4. Local Performance Testing Infrastructure
AI tools that perform well in their development environment may not perform equivalently in different clinical contexts. The study recommends investment in infrastructure that allows healthcare providers to test AI tools against their own patient populations before full deployment, including regulatory sandboxes and access to anonymised local data for validation purposes. This would reduce the risk of adverse outcomes from deploying unvalidated tools and build the evidence base that procurement decisions currently lack.
5. An EU AI Catalogue for Healthcare
A publicly accessible, regularly updated catalogue of AI tools authorised for healthcare use in the EU, with standardised information about their intended use, performance characteristics, regulatory status, and evidence base, would substantially improve the quality of procurement decisions across the healthcare system. The study found that decision-makers frequently lack the information needed to compare tools or to assess whether a specific AI product is appropriate for their context. A well-designed catalogue could address this directly.
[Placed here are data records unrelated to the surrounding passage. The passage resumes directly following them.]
PR #1141, opened 2025-12-20
chore: update parquet config options

shehabgamin:
- Add `max_predicate_cache_size` which is an Arrow config that DataFusion exposes.
- Update default value of `metadata_size_hint` to align with DataFusion. This should lead to better read performance.


crates/sail-common/src/config/application.yaml
```diff
@@ -336,6 +336,16 @@
     (Reading) Whether to use available bloom filters when reading Parquet files.
   experimental: true
 
+- key: parquet.max_predicate_cache_size
+  type: number
+  default: "104857600"
```
shehabgamin, line 344: DataFusion defaults to `None` which defaults to the default Arrow Parquet reader setting of `104857600` (`100 * 1024 * 1024`)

The Demographic Imperative
The study's opening framing deserves emphasis. Europe faces a projected shortfall of 4.1 million healthcare workers by 2030. That figure is not a forecast of a possible future; it reflects demographic trends already in motion, the ageing of the existing healthcare workforce, the ageing of the patient population, and the mismatch between healthcare demand and supply that will intensify regardless of technology choices. AI cannot solve this problem on its own, but a Europe that fails to deploy AI effectively in healthcare will face that shortfall without the tools that could most significantly augment the capacity of its existing workforce.
That framing changes the character of the policy question. The barriers to AI deployment in European healthcare are real and documented in this study in granular detail. But the cost of failing to overcome them is also real. The study treats accelerating AI deployment not as a choice between caution and ambition but as a risk management question: the risks of poorly governed AI deployment must be weighed against the risks of insufficient deployment in the face of a structural workforce crisis. Getting the governance right is not an alternative to moving at pace; it is the precondition for doing so sustainably.